**Work instructions:** The material below holds a span beginning at the line with "- I had to make" and ending at the line with "- I had to add". Quote that span exactly, both ends included, and only that span.

**Data under study:**
◆ ◆ ◆
PR #322, opened 2019-11-14
New private cluster example with multiple node pools and IAP bastion host access pattern

wripley:
Created from https://github.com/GoogleCloudPlatform/gke-terraform-generator/blob/master/examples/example.yaml

Enables recommended security features and demonstrates a realistic private IP access pattern for a private cluster.


ideasculptor:
Thanks!  This is a super helpful example.

examples/zonal_private_iap_bastion/outputs.tf
```diff
@@ -0,0 +1,132 @@
...
+}
+
+output "get_credentials" {
+  description = "Gcloud get-credentials command"
+  value       = format("gcloud container clusters get-credentials --project %s --zone %s --internal-ip %s", var.project_id, module.gke.location, var.cluster_name)
+}
+
+output "bastion_ssh" {
+  description = "Gcloud compute ssh to the bastion host command"
+  value       = format("gcloud beta compute ssh %s --tunnel-through-iap --project %s --zone %s -- -L8888:127.0.0.1:8888", module.bastion.hostname, var.project_id, local.bastion_zone)
```
ideasculptor: Tunnel shouldn't be to 127.0.0.1:8888, which would connect to the bastion host.  It should be to the private endpoint of the gke cluster

-L8888:${module.gke.endpoint}:8888 or -L8888:%s:8888 and add module.gke.endpoint to the format parameter list

That seems to fix it, but I have to fix my firewall to allow connections on port 8888, first, I think.  Mine is just hanging when trying to connect across that tunnel - but it used to error out with the tunnel to 127.0.0.1:8888

wripley: Bastion is running TinyProxy, so the IAP tunnel is allowing us to proxy 8888 from localhost through the bastion and finally to the cluster master, which allows us to run kubectl commands through. What was the error when it was set to 127.0.0.1:8888?

ideasculptor: Failure to connect. 

But I’ll check it again when I get back to work on it later. I have tiny proxy installed on mine, too, but i didn’t dig into the logs and make sure the startup script ran correctly and the proxy started up. I didn’t grok that tinyproxy was intended to be receiving that connection, so I didn’t even try to debug the failed connection. I just switched it to the endpoint address.

I’m curious, what’s the purpose of using tiny proxy instead of setting up the tunnel to connect directly to the endpoint? Just the convenience of being able to connect to any internal address and port from that one tunnel, instead of one tunnel for each service being connected to? Or is there more to it?

ideasculptor: Confirmed - tinyproxy didn’t install due to lack of outbound internet access. User error

wripley: The intent was to lock down access to the cluster to be all private. The firewall is only configured to allow certain connections in from the bastion host, and only resources inside the VPC are configured in the master authorized network list for the cluster.

ideasculptor: I understand that, but if the bastion host can get to the k8s cluster, then `-L8888:${private_endpoint}:8888` works in the exact same way, just without the extra hop through a proxy server on the bastion.  In either case, port 8888 on the ssh client host connects to the bastion and then connects to the specified destination address on the destination port from there.  Any DNS lookup, if a hostname is used instead of ip address, also occurs on the bastion, not on the ssh client host, so you can use internal DNS names there.

wripley: I ran into a similar issue when I was migrating the system over to use the bastion host module. TinyProxy did not install due to the image being set to centos instead of debian, and I did not realize the startup script did not run. I agree that documentation is a good idea, especially for those who cannot pull down tiny proxy. I will add it and resolve this conversation once I make the updates.

ideasculptor: Success! I finally got everything to work.  I have the fabric firewall module in play (with defaults, so traffic is fairly well locked down), and I had to muck around with firewall rules and routes a bit, but everything is now functional.  

This example was super helpful, too.  It probably would have taken me several more days to get it all put together.

Changes I made to make it work on a network with default firewall rules:
- I had to make sure the subnet my bastion is in was added to the authorized networks, which also sets up the route
- I added a firewall rule which allows the bastion ip range to target all ports and protocols in the gke service account, but I suspect I can also make it use bastion source tag and gke target tag - I just haven't tested it yet.  The second form is more flexible.

These are the changes I made to get the bastion to startup with the proxy correctly, but a network configured differently would probably get access to the public internet differently:
- I had to add tags to the bastion host (PR already merged to support that), in order to create a route for the bastion out to the public internet, which fixed the proxy install (in combination with a firewall rule that allows the traffic).
- I added a firewall rule to allow outbound https traffic to 0.0.0.0/0 from a bastion tag (for fetching packages)

I think everything else just worked as-is when copied from your example.

morgante: @wripley I wonder if it would be helpful if we included explicit firewall rules in this example? Even though we're spinning up a new network (which will by default allow all egress), it might be helpful to show what you need to allow in a more locked down network.

wripley: We could show an egress firewall rule being allowed for the bastion host.

ideasculptor: I haven’t terraformed the routes and rules I created manually to get it all working yet, but I will do so in the next 24 hours. I’ll paste something here once I’ve got them - save you most of the work.

examples/zonal_private_iap_bastion/outputs.tf
```diff
@@ -0,0 +1,132 @@
...
+}
+
+output "bastion_kubectl" {
+  description = "kubectl command using the local proxy once the bastion_ssh command is running"
+  value       = "HTTPS_PROXY=localhost:8888 kubectl get pods --all-namespaces"
```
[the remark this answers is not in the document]
ideasculptor: https://github.com/GoogleContainerTools/skaffold/issues/3254

That is pretty much the problem.  I want to use skaffold to deploy stuff, but it runs both gcloud and kubectl commands, and one needs http proxy and the other must not use it.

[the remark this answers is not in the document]
ideasculptor: In truth, the generic http proxy method for accessing a private cluster through a bastion doesn't seem to really work all that well.  At least on OS X, the system-wide proxy settings also have only a no-proxy setting, rather than an only-proxy setting, so it is going to be an exercise in constantly fighting against that proxy configuration just for the endpoint addreess until I do something drastic like run a configurable proxy locally, which only forwards certain addresses to the ssh tunnel, or I figure out how to get an actual VPN connection to my VPC without having to buy a VPN-capable router.  There has to be some kind of software (preferably open-source software) solution to the problem of connecting to a VPC network from a single host in a coffee shop or airport.

Th other alternative is to set up an ssh tunnel directly to the private endpoint, and then configure kubectl to access the server at 127.0.0.1, and let the ssh tunnel translate that to the correct host.  But that can break things, too, if kubectl ever returns values that include the endpoint address without using the value received in the Host header.

examples/zonal_private_iap_bastion/outputs.tf
ideasculptor: Perhaps consider adding `-A` to the ssh args, which enables ssh agent forwarding, in order to be able to bounce through the bastion to node_pool instances.

examples/zonal_private_iap_bastion/network.tf
```diff
@@ -0,0 +1,51 @@
...
+}
+
+module "cloud-nat" {
+  source        = "terraform-google-modules/cloud-nat/google"
+  project_id    = var.project_id
+  region        = var.region
+  create_router = "true"
+  router        = "${var.cluster_name}-cloud-nat"
+  network       = module.gke-network.network_name
+}
```
ideasculptor: I found I had to add an explicit route for destination 0.0.0.0/0 in order to take advantage of the NAT instance. I didn't completely tear down the host project, however, so maybe the original firewall configuration had left some configuration changes behind?  I did destroy all the subnets and recreate them, this time skipping the creation of any firewall rules, and the bastion still couldn't access the public internet.  Nor could it get to nodes in my gke subnet.  The routes existed, but it needed a firewall rule granting ingress permission.  Examples provided below.

```
resource "google_compute_route" "bastion-egress" {
  project          = var.project_id
  network          = module.gke-network.network_name
  name             = "bastion-egress"
  description      = "Allow bastion to talk to the internet"

  # latest bastion module allows setting of tags.  Not released, but merged.  
  # Otherwise use service_account?
  tags             = var.tags

  dest_range       = "0.0.0.0/0"
  next_hop_gateway = "default-internet-gateway"
}

resource "google_compute_firewall" "bastion-ingress" {
  # required for 'enable-logging'
  provider       = "google-beta"
  name           = "ingress-bastion"
  description    = "Allow inbound traffic from bastion host"
  network        = module.gke-network.network_name
  project        = var.project_id
  direction      = "INGRESS"
  enable_logging = true

  # use service account if you don't have tags
  source_tags    = ["bastion"]

  dynamic "allow" {
    for_each = ["tcp", "udp", "icmp"]
    content {
      protocol = allow.value
    }
  }
}
```

ideasculptor: Another data point.  When I added a bunch of services to the cluster, requiring vertical auto_scaling, the node pool size was bumped up to 4 (from 2), and the new instances launched, but until I explicitly added a route to the public internet for nodes in the cluster, the new nodes were not detected by the kubernetes cluster and pods remained unschedulable.  As soon as I added a route to 0.0.0.0./0 for gke nodes, the additional nodes were detected and pods were scheduled. 

I had such a route when launching the cluster, but eventually swapped it for one which only allowed the bastion to go out to 0.0.0.0/0.  Then I tried to scale the cluster up, which didn't work until I added the route back.  I suspect that this implies that private_access requires more configuration than simply setting subnet_private_access to true in the network module, though I don't know what else is required.  The docs sure seem to imply that it should just work unless you've overwritten the default route (https://cloud.google.com/vpc/docs/configure-private-google-access) so maybe this is another artifact of my prior use of the firewall module without destroying the host project and recreating it, but I did destroy all subnets and recreate them.

My guess would be that it wants me to configure DNS in the VPC with a cname from *.googleapis.com to restricted.googleapis.com in order to make this work without explicitly routing to 0.0.0.0/0 for any gke nodes (in order to go through NAT, but that implies it isn't using the private access without such a cname).

wripley: It looks like I forgot to add the subnets from the original example. Will add and test.

bharathkkb:
Hi @wripley 
Would you be interested in finishing up this PR possibly with the `safer-cluster` module or I can help in completing this? This would be a great addition :)

bharathkkb:
Replaced by #544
◆ ◆ ◆
**Exercise result:**
- I had to make sure the subnet my bastion is in was added to the authorized networks, which also sets up the route
- I added a firewall rule which allows the bastion ip range to target all ports and protocols in the gke service account, but I suspect I can also make it use bastion source tag and gke target tag - I just haven't tested it yet.  The second form is more flexible.

These are the changes I made to get the bastion to startup with the proxy correctly, but a network configured differently would probably get access to the public internet differently:
- I had to add tags to the bastion host (PR already merged to support that), in order to create a route for the bastion out to the public internet, which fixed the proxy install (in combination with a firewall rule that allows the traffic).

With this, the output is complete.